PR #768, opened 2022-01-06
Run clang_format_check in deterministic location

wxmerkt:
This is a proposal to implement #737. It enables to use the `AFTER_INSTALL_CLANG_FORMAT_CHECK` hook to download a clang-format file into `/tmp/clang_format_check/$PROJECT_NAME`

* * *

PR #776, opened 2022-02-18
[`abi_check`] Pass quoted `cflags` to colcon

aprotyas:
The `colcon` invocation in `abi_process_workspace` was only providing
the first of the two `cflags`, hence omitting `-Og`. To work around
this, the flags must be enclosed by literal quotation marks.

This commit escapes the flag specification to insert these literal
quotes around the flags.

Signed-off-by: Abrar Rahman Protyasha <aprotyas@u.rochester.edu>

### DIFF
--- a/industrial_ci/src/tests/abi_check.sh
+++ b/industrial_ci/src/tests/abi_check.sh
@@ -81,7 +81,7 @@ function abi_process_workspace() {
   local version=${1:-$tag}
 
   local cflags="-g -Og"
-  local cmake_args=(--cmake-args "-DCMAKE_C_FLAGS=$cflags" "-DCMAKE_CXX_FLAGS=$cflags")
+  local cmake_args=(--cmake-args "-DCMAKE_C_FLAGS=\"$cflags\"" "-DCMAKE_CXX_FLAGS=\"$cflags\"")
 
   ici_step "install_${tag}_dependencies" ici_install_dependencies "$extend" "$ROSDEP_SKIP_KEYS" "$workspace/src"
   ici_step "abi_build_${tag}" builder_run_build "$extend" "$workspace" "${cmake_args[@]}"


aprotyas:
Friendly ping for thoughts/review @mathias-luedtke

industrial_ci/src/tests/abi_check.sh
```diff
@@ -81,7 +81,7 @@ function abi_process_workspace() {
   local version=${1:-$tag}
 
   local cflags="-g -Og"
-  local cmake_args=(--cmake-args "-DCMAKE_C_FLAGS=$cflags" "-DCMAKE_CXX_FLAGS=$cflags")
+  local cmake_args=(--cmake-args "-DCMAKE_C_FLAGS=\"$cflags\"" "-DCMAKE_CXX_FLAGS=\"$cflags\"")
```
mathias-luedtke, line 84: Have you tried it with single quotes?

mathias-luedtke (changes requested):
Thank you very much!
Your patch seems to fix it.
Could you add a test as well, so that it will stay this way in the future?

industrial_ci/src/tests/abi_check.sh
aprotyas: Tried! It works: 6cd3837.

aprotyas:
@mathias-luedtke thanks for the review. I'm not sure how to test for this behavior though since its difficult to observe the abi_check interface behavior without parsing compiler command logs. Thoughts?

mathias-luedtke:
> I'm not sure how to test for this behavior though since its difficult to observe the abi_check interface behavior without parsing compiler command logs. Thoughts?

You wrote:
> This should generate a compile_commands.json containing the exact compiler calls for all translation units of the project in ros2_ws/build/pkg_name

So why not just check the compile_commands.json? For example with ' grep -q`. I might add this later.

▶ [ASSIGNED TASK]:
Each line above that contains the word "opened" should be copied.

▶ [REPLY]:
PR #768, opened 2022-01-06
PR #776, opened 2022-02-18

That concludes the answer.